WKU football on the brink of season breakdown

Head coach Jeff Brohm after WKU’s 34-42 loss against the University of Illinois Saturday, Sept. 6, 2014, at Memorial Stadium in Champaign, Ill. Mike Clark/HERALD

Elliott Pratt

Head Coach Jeff Brohm’s message to his football team is pretty simple. They’re 2-4, winless in a new conference, searching for answers on defense and scratching their heads on halftime adjustments.

It’s not complicated — it is what it is.

How’s that for some deep thought?

But it’s okay. They get four of their last six games at home against teams that have a combined losing record. It only gets better from here, right?

Well, it doesn’t quite work that way when the opposition looks at WKU on the schedule and thinks the same thing: “Here’s a 2-4 team that can’t finish a game. Surely it goes up for us.”

It’s at that point — this very week as the Hilltoppers prepare for Old Dominion for a 3:00 p.m. CT kickoff — when the picture changes.

“We understand the situation,” Brohm said. “We haven’t been able to correct a few of the issues, but we have got to fight through it.”

Preseason goals of winning a conference championship are out the window. It’s hard to do that when you allow 533 yards and 39 points per game.

Now this team will be thrilled to reach six wins and snag a bowl bid.
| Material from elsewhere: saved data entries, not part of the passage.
Issue #426, opened 2016-09-20
Proposal: Default content in term definition


gkellogg:
There are a number of different issues regarding the need to define content for a term which is expanded in node values of that term, creating term-specific contexts, or supporting scoped contexts for framing. I think that all of these may be satisfied by specifying default content which is added to the node values of that term.
- # 247 **Scoped Contexts** – This feature seeks to allow `@context` to be used within a term definition, which would allow for additional term definitions to come into affect for values of that term.
- # 262 **JSON key specific default namespaces for values** – This proposal seeks to allow the definition of `@vocab` within a term definition, which would change the way simple keys and types are resolved for values of that term. (Clearly, this could be implemented using #247).
- # 315 **Framing should use embedded contexts for compaction** – This proposal suggested allowing a frame to use different `@context` at different levels, which would be preserved in the framed document. If #247 were supported, this would have the same effect.
- # 369 **Term-level `@base/@vocab`** – Pretty much the same as #262 and could be implemented by #247.
- # 415 **Scoping context based on the `@type`** – describes scoping contexts based on `@type`. This is similar to #247, but rather than basing it on node values of a term, it is automatically applied to node definitions having a specific `@type`. It's not clear what existing mechanism this might hook off of, and IMHO, this is better supported via #247 (or similar).
- We've also seen a general mis-understanding of how `@context` works, with the supposed capability to generate triples based on things in the `@context` (see [Possible to generate implied triples from `@context`?](https://lists.w3.org/Archives/Public/public-linked-json/2015Mar/0038.html), for one).

It strikes me that these could all be supported by a single mechanism to add default content to a node values of a term. Consider, for example:

``` json
{
  "@context": {
    "schema": "http://schema.org/",
    "foaf": "http://xmlns.com/foaf/0.1/",
    "bibo": "http://purl.org/ontology/bibo/",
    "@vocab": "schema",
    "author": {
      "@id": "schema:author",
      "@type": "@id",
      "@content": {
        "@context": {
          "@vocab": "foaf",
          "homepage": {"@id": "foaf:homepage", "@type": "@id"}
        },
        "@type": ["foaf:Person", "schema:Person"]
      }
    }
  },
  "@id": "http://www.w3.org/TR/json-ld/",
  "@type": "bibo:Document",
  "author": {
    "name": "Manu Sporny",
    "homepage": "http://manu.sporny.org/"
  }
}
```

[...]

PR #445, opened 2017-01-02
Add spec text for scoped contexts

### LINKED ISSUE #247: Scoped contexts
While designing contexts to make writing and processing JSON-LD easier there is an issue of polluting the global context namespace with term definitions. It may be beneficial to support scoped contexts or similar functionality. This could make an "enum" pattern much easier to handle.

For instance, if you have a property `http://example.com/foo` with possible values `http://example.com/Bar` and `http://example.com/Baz` you currently could use JSON-LD such as:

``` js
{
  "@context": {
    "ex": "http://example.com/",
    "foo": {
      "@id": "ex:foo",
      "@type": "@vocab"
    },
    "Bar": "ex:Bar",
    "Baz": "ex:Baz"
  },
  "foo": "Bar"
}
```

However, this has now put `Bar` and `Baz` in the "global" namespace when perhaps they are only used as values for `foo`.

A possible scoped context structure could limit how terms are resolved based on current processing state:

``` js
{
  "@context": {
    "ex": "http://example.com/",
    "foo": {
      "@id": "ex:foo",
      "@type": "@vocab"
      "@context": {
        "Bar": "ex:Bar",
        "Baz": "ex:Baz"
      }
    }
  },
  "foo": "Bar"
}
```

The above would limit the `Bar` and `Baz` expansion to only happen when used as a value for the `foo` property. In addition, other properties, such as `bif` could redefine `Bar` and `Baz` to other local values without conflicting with the terms names that `foo` uses.

This feature wouldn't stop anyone from using data however they want, it would just add clarity to contexts without referring to a fully defined schema. Data still needs to be validated by some other means. There is a potential issue for confusion if you have multiple terms with similar names, but I suspect the ease of use benefits would out weight the problems. The alternate less easy to use method is to define top-level terms such as `FooBar` and `BifBar` to avoid conflicts.

Current examples of where this might be of use:

https://github.com/web-payments/payswarm.com/blob/master/contexts/payswarm-v1.jsonld

PaySwarm, as of early 2013, uses a credit card schema and has a context with `cardBrand` with some common brand terms defined such as `Visa`, `MasterCard`, and others. Those values are not used elsewhere. Similar with `bankAccountType`, `currency`, and various other "enum" style properties.

https://developers.google.com/gmail/schemas/reference/rsvp-action

Google, as of May 2013, started using JSON-LD for email actions. In their new RsvpAction type they have an `attendance` property that can take on `http://schema.org/RsvpAttendance/Yes|No|Maybe`. Such properties would be a prime candidate for a scoped context since it's likely the schema used restricts the valid value to those three URIs.

### LINKED ISSUE #262: Feature proposal: JSON key specific default namespaces for values
It would be helpful to be able to define separate default namespaces (@vocab) for the values based on the JSON-key. This would make it easier to hide URIs or namespaces from the data.

For example, when describing a Person, the JSON-LD could look like following pseudo JSON-LD (see "professionalTitle"):

```
{
  "@context": {
    "name": "http://xmlns.com/foaf/0.1/name",
    "homepage": {
      "@id": "http://xmlns.com/foaf/0.1/homepage",
      "@type": "@id"
    },
    "professionalTitle": {
      "@id":"http://example.org/title",
      "@type":"@id",
      "@vocab":"http://example.org/my-titles/"
    }
  },
  "name": "Manu Sporny",
  "homepage": "http://manu.sporny.org/",
  "professionalTitle": "team-leader"
}
```

...instead of the current way where we need to define a namespace, such as "titles:team-leader" or using the full URI.

### LINKED ISSUE #369: JSON-LD 1.1 Feature Request: Term-level @base / @vocab
In certain cases, it would be helpful to have the ability to specify term-level @vocab or @base in the @context. For instance:

``` json
{
  "@context": {
    "as": "urn:example:",
    "foo": {
      "@id": "as:foo",
      "@type": "@vocab",
      "@vocab": "urn:legacy:"
    }
  },
  "foo": "bar"
}
```

When processed, "foo": "bar" expands to "urn:example:foo": "urn:legacy:bar"

The motivating case for this is the migration of Activity Streams 1.0 to 2.0. In AS1, certain properties (verb and objectType) are allowed to be either simple tokens OR fully qualified IRIs. With the simple token, the values do not expand out to IRIs. With the current approach, these would end up expanding to whatever the in-scope Base URL is, which is problematic. What we need is the ability to reliably handle arbitrary token values in a predictable way without requiring that each value be predefined in a context or requiring modifications to the original JSON. The ability to declare a term-level @vocab or @base URI would provide exactly what is needed to address the issue.

gkellogg:
to syntax and API documents along with compaction and expansion tests.

Fixes #247. Fixes #262. Fixes #369.

### DIFF
--- a/spec/latest/json-ld-api/index.html
+++ b/spec/latest/json-ld-api/index.html
@@ -877,7 +877,7 @@
         <li>If <em>value</em> contains the key <code>@type</code>:
           <ol class="algorithm">
             <li>Initialize <em>type</em> to the value associated with the
-              <code>@type</code> key, which MUST be a <a>string</a>. Otherwise, an
+              <code>@type</code> key, which must be a <a>string</a>. Otherwise, an
               <a data-link-for="JsonLdErrorCode">invalid type mapping</a>
               error has been detected and processing is aborted.</li>
             <li>Set <em>type</em> to the result of using the
@@ -976,7 +976,7 @@
         <li>If <em>value</em> contains the key <code>@container</code>:
           <ol class="algorithm">
             <li>Initialize <em>container</em> to the value associated with the
-              <code>@container</code> key, which MUST be either
+              <code>@container</code> key, which must be either
               <code>@list</code>, <code>@set</code>, <code>@index</code>,
               or <code>@language</code>. Otherwise, an
               <a data-link-for="JsonLdErrorCode">invalid container mapping</a>
@@ -992,7 +992,7 @@
             <li>Invoke the <a href="#context-processing-algorithm">Context Processing algorithm</a>
               using the <a>active context</a> and <em>context</em> as <a>local context</a>.
               If any error is detected, an
-              <a data-link-for="JsonLdErrorCode">invalid scoped context</a> errors
+              <a data-link-for="JsonLdErrorCode">invalid scoped context</a> error
               has been detected and processing is aborted.</li>
             <li>Set the <a>local context</a> of <em>definition</em> to <em>context</em>.</li>
           </ol>
@@ -1001,7 +1001,7 @@
           does not contain the key <code>@type</code>:
           <ol class="algorithm">
             <li>Initialize <em>language</em> to the value associated with the
-              <code>@language</code> key, which MUST be either <code>null</code>
+              <code>@language</code> key, which must be either <code>null</code>
               or a <a>string</a>. Otherwise, an
               <a data-link-for="JsonLdErrorCode">invalid language mapping</a>
               error has been detected and processing is aborted.</li>
@@ -1010,6 +1010,11 @@
               of <em>definition</em> to <em>language</em>.</li>
           </ol>
         </li>
+        <li>If the value contains any key other than <code>@id</code>,
+          <code>@reverse</code>, <code>@container</code>,
+          <code>@context</code>, or <code>@type</code>, an
+          <a data-link-for="JsonLdErrorCode">invalid term definition</a> error has
+          been detected and processing is aborted.</li>
         <li>Set the <a>term definition</a> of <em>term</em> in
           <a>active context</a> to <em>definition</em> and set the value
           associated with <em>defined</em>'s key <em>term</em> to
--- a/spec/latest/json-ld-api/index.html
+++ b/spec/latest/json-ld-api/index.html
@@ -620,7 +620,8 @@
       the <a>vocabulary mapping</a> and the <a>default language</a>. Each
       <a>term definition</a> consists of an <dfn data-lt="IRI mappings">IRI mapping</dfn>, a boolean
       flag <dfn data-lt="reverse properties">reverse property</dfn>, an optional <dfn data-lt="type mappings">type mapping</dfn>
-      or <dfn data-lt="language mappings">language mapping</dfn>, and an optional  <dfn data-lt="container mappings">container mapping</dfn>.
+      or <dfn data-lt="language mappings">language mapping</dfn>,
+      an optional context, and an optional <dfn data-lt="container mappings">container mapping</dfn>.
       A <a>term definition</a> can not only be used to map a <a>term</a>
       to an IRI, but also to map a <a>term</a> to a <a>keyword</a>,
       in which case it is referred to as a <dfn data-lt="keyword aliases">keyword alias</dfn>.</p>
@@ -876,7 +877,7 @@
         <li>If <em>value</em> contains the key <code>@type</code>:
           <ol class="algorithm">
             <li>Initialize <em>type</em> to the value associated with the
-              <code>@type</code> key, which must be a <a>string</a>. Otherwise, an
+              <code>@type</code> key, which MUST be a <a>string</a>. Otherwise, an
               <a data-link-for="JsonLdErrorCode">invalid type mapping</a>
               error has been detected and processing is aborted.</li>
             <li>Set <em>type</em> to the result of using the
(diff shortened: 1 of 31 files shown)


gkellogg:
This ended up being a pretty small change to Expansion and Compaction algorithms. Solves three different open issues. Note that #426 would have addressed this too, but it seems to be lacking support.

spec/latest/json-ld-api/index.html
```diff
@@ -876,7 +877,7 @@
         <li>If <em>value</em> contains the key <code>@type</code>:
           <ol class="algorithm">
             <li>Initialize <em>type</em> to the value associated with the
-              <code>@type</code> key, which must be a <a>string</a>. Otherwise, an
+              <code>@type</code> key, which MUST be a <a>string</a>. Otherwise, an
```
lanthaler: This is a property of a conformant document, not a requirement of the algorithm. So shouldn't this remain a lowercase must?
(same elsewhere)

spec/latest/json-ld-api/index.html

We’ve seen this scene the past four years, and only once did it work. WKU reached more than six wins the last three years in the Sun Belt Conference, reaching a bowl game only one of those years, where the Hilltoppers lost five of their last seven games after a 5-1 start in 2012.

Yes, the advantage of being in the Conference USA allows for a season like 2011 (7-5) and 2013 (8-4) to end in the holidays. But even six wins doesn’t always get you into the party if everyone else gets there first. Obviously, WKU has to win four of its next six games to even consider a 13th game. Standing in the way are the league’s top two teams in No. 23 Marshall (7-0) and Louisiana Tech (4-3).

Fans may not like it, but that’s the situation this team faces.

“You can’t give up now,” redshirt senior Willie McNeal said. “You have a whole half of a season left. With four losses, we can go 8-4. So you just have to stay positive and stay hungry.”

Don’t be completely discouraged. This team is about two plays per game away from being 5-0. Of all the teams in the country with four losses, WKU has the slimmest margin of defeat by total points of 21. The next closest margin is Navy by a total of 42 points.

“I’d be more upset if I sat up here and we were getting crushed every week,” Brohm said. “I think that we are right in the thick of it. We’re a competitive football team. We haven’t been good enough to win close football games. We’re definitely working on it, but we have to learn on the job. We’ve got to perform better on game day, especially in the second half, if we want to get over the hump.”

That’s an awfully big hump this team faces. But this is football, not horseshoes — close doesn’t count. If the adjustments can’t be made against Old Dominion on Saturday, this team is in real trouble, and that is what it is.